Lab 03-01 — Implement the Scheduler Step [CPU-OK]
The scheduler is the brain of the engine — the component that decides, every single step,
who computes and how much. In this lab you implement its core: the two-phase loop
(serve the RUNNING, then admit the WAITING) under a global token budget, a sequence-slot
cap, and a per-request chunk limit. It is maybe 30 lines of code. Those 30 lines are the
difference between a GPU that hums at 90% utilization and one that stutters between
overload and idleness — and they are, shape for shape, the same 30 lines at the heart of
upstream/vllm/v1/core/sched/scheduler.py.
Contents
- Why this lab exists
- Background: the three scarce resources
- Why running-first is not arbitrary
- Files
- Run
- What
schedule_stepmust do - What the tests prove — a guided tour
- How this maps to the real engine
- Hitchhiker's notes
- Going further
- References
Why this lab exists
In Phase 1 lab-04 you observed the scheduler's decisions as a trace of per-step batch dicts. Reverse the arrow: now you are the one producing those dicts. Everything you watched — chunking to the budget, deferred admission, mixed prefill+decode batches — must now fall out of code you write. This is the course's central loop made flesh: observe a mechanism, then build it, and the understanding compounds.

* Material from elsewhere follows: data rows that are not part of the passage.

PR #1279, opened 2017-05-03
Update integration scenario to not use PHP7+ functionality

kstich:
This scenario relied on the use of error_clear_last for its Given, which is only available in PHP 7.0+. Given/And clauses of the scenario have been removed, along with their context functions, and the scenario has been renamed.


imshashank:
LGTM :shipit:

It's also the file you will touch most as a contributor. Scheduling policy is where vLLM
evolves fastest — priority scheduling, fairness, SLA-aware admission, disaggregated
prefill (Phase 15) are all edits to this loop. The deep-dive walks you through the real
Scheduler.schedule; this lab makes sure that when you read it, you're recognizing,
not learning.
Background: the three scarce resources
Every scheduling decision is a negotiation between three independent scarcities, and the loop checks all three — know which line enforces which:
max_num_batched_tokens(the token budget, default 2048–8192 upstream) — caps total tokens computed per step. This is a latency control: step wall-clock time grows with scheduled tokens, so the budget is, almost literally, your inter-token latency dial (lab-05 measures this). The budget is global per step — one pool shared by everyone scheduled.max_num_seqs(the slot cap) — caps how many requests can be RUNNING at once. This bounds per-step fixed overheads and runner state (and, on real hardware, things like CUDA-graph batch-size buckets — Phase 5). It is checked only at admission: an already-running request never re-competes for its slot.- KV memory (via
kv.allocate(...)) — the hard wall from Phase 2. Unlike the other two, this one can refuse mid-flight (a decode needs one more block and the pool is empty); handling that refusal is preemption, deliberately deferred to lab-04. In this lab, allocation failure during admission simply stops admitting.
Three resources, three different enforcement points. Most scheduler bugs are one resource checked at the wrong point — e.g. counting seqs in the budget loop, or letting an admission overdraw the budget "just this once."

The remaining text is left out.